Just the same, I kinda thought I was through with making new friends to a large degree after my education stopped. There just weren’t the same opportunities to meet them in the working world. But you don’t always get what you expect. And I’ve managed to find and keep friends in each job I’ve had since the 90s: John & Steph from the newspaper, Mike & Lisa from the children’s crusade, and a whole bunch from the gun mags, including the Jims, Slaton, the Mikes, Shayna, Margaret & Justin. And more.
And then there are the friends who totally blindside you. Ami (remember Ami? The lady doling out awards?) is one; somehow we found each other in the blogosphere, and traded comments, then e-mails, and even had a chance to meet at a comic con last year in Philly. She’s someone I never would have met without this complex series of tubes connecting us, and the unlikelihood of our meeting makes every contact a little bit astonishing to me. Then there are all my friends at the Captain Comics site; I've only met a few of them in person (actually, just one), but I enjoy checking in with them every day; it's a great community, and it's been interesting in the past year to see them on facebook and twitter as well. What was once compartmentalized is extending through everything.
Two other friends, Don & Brenda, we met on a big group vacation. We’d be living with strangers and their kids for a week, along with two more families we knew. It could have been a disaster; instead, we were quickly thick as thieves. There’s a terrific musical by Jo Carol Pierce called Bad Girls Upset by the Truth. It’s got a line I try to remember when I go out into the world: “Friends are fine, but to have a truly interesting life, you must have strangers.” Every now and then, someone makes the switch from stranger to friend. And there’s nothing in the world better.
There are other friends, of course—some I’ve known since elementary school, and one (who I’ll be seeing tonight) I’ve known from even before then. And thanks to the internet, I’ve gotten back in touch with a number of them, and kept in better touch with others of the bunch, too distant to see as often as we’d like.

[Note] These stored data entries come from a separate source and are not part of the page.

PR #76, opened 2019-06-06
ARIA standard products

hfattahi:
This PR adds a stand-alone script "prep_aria.py" which creates interferogram and geometry HDF5 files from ARIA standard products. prep_aria.py is not integrated to load_data.py in mintpy. One needs to first run ARIA-tools (will be available soon) to create required files which perp_aria.py works with. 
A minor bug is also fixed in which checking lookup files is skipped for geocoded data.

### DIFF
--- a/mintpy/prep_aria.py
+++ b/mintpy/prep_aria.py
@@ -1,0 +1,217 @@
+#!/usr/bin/env python3
+import os
+import gdal
+import h5py
+import argparse
+import numpy as np
+from mintpy.utils import ptime
+
+EXAMPLE = """ example:
+
+prep_aria.py -w mintpy_SanFran -s stack/stack/ -i stack/incidenceAngle/20150605_20150512.vrt -b stack/bPerpendicular/ 
+
+"""
+
+def create_parser():
+    """Command line parser."""
+    parser = argparse.ArgumentParser(description='Prepare ARIA processed products for MintPy.',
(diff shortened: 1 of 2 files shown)


hfattahi:
@ehavazli I think in the ARIA products, the refernce date is always the second date and the following date is the first date. I think MintPy expects the opposite. I therefore swapped the dates within prep_aria.py and multiplied baseline by -1. Maybe we should do the same for phase?

ehavazli:
@hfattahi I believe the products have the right phase information but I am not sure how mintpy treats it. I have an example area to check and I can share the result with you.

hfattahi:
It's not about right or wrong phase information. It's about the choice of "sign". In Mintpy time-series outputs, subsidence comes out as negative values and uplift as positive. If you have a case study that you know what ground displacement expect, then we can fix the sign in prep_aria.py if a fix is needed.

ehavazli:
right as in the proper sign however the results that came out over Norfolk is in the wrong direction, therefore there should be a fix. The problem I had with this is there are a few spots in my track which seem to have the correct direction of deformation but I just confirmed with David's intern about Norfolk so the phase should also be multiplied with -1.

hfattahi:
@ehavazli Thanks Emre. I just issued a PR which should fix the sign. BTW, I think we should open issues for these kind of discussions instead of commenting on closed PRs. Maybe next time :)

But the Oughts were the decade that surprised me, by bringing me friends I never expected, whether in the office, online, or around a D&D table.
Rob-Centric Event of the Decade:
In June, 2001, in the town of Kinsale, Ireland, a smart, talented, funny, beautiful woman who should really know better made a dreadful mistake by agreeing to marry me. And then in April of 2003, she doubled down and said “I do.” No matter what else happened this decade, this event elevates the Oughts beyond compare.
In closing, the Nineties can Suck It.